Data entries
——
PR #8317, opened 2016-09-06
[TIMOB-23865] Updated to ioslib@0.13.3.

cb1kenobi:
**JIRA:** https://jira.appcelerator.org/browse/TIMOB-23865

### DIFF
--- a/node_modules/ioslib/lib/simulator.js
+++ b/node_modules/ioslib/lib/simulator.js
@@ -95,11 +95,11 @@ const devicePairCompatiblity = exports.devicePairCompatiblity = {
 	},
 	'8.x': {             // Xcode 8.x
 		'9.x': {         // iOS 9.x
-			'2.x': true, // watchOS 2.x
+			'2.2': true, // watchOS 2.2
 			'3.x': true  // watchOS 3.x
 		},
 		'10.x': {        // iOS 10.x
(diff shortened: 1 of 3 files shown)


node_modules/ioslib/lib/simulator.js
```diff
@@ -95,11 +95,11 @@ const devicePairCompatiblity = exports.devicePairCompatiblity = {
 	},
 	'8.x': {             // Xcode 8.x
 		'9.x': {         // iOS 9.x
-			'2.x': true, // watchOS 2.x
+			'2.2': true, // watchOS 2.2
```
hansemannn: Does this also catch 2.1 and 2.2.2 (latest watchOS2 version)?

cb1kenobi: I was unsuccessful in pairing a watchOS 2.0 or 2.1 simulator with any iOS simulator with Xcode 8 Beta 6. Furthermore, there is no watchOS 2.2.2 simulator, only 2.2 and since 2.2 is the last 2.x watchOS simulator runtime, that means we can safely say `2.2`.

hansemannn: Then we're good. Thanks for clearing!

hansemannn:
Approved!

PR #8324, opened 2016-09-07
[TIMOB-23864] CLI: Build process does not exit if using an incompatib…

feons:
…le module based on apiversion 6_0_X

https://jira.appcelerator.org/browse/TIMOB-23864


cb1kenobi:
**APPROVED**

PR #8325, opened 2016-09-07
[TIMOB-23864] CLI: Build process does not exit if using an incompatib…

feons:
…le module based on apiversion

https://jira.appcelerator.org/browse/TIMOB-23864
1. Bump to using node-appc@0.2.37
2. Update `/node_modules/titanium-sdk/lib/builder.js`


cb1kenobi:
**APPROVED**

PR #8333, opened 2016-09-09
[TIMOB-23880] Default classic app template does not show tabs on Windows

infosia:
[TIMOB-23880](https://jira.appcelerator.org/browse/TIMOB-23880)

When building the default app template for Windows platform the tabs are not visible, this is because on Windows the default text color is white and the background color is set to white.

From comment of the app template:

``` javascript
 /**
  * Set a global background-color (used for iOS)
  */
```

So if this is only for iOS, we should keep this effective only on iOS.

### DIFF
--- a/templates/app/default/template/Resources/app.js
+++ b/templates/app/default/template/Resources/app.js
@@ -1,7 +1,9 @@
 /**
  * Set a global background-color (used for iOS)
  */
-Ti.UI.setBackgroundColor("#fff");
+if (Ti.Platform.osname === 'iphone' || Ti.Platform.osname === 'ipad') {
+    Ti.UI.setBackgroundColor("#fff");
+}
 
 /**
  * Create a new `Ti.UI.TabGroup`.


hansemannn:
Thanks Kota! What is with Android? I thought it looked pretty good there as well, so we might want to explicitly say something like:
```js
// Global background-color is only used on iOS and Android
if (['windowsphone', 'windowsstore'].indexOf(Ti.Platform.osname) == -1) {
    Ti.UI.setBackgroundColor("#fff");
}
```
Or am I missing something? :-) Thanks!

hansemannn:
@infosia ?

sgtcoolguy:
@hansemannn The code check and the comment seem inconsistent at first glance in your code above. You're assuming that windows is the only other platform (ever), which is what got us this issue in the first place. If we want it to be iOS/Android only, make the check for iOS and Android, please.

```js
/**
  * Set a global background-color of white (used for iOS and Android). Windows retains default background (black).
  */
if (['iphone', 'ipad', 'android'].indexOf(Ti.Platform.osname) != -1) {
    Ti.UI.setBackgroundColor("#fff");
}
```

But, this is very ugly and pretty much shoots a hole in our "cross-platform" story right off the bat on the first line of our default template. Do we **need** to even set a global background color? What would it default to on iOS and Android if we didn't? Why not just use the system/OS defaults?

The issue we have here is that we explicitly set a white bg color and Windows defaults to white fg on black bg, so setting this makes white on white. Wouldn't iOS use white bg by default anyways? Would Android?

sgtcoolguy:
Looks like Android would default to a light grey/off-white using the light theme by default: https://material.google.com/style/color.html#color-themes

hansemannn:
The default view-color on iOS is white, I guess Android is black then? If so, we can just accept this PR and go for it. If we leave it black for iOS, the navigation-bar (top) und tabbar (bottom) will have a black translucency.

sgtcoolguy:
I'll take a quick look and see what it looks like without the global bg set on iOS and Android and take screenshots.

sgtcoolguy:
——
ACTIVITY –
If a line of the data contains "using", copy it out.

EXERCISE OUTPUT –
[TIMOB-23864] CLI: Build process does not exit if using an incompatib…
[TIMOB-23864] CLI: Build process does not exit if using an incompatib…
1. Bump to using node-appc@0.2.37
Looks like Android would default to a light grey/off-white using the light theme by default: https://material.google.com/style/color.html#color-themes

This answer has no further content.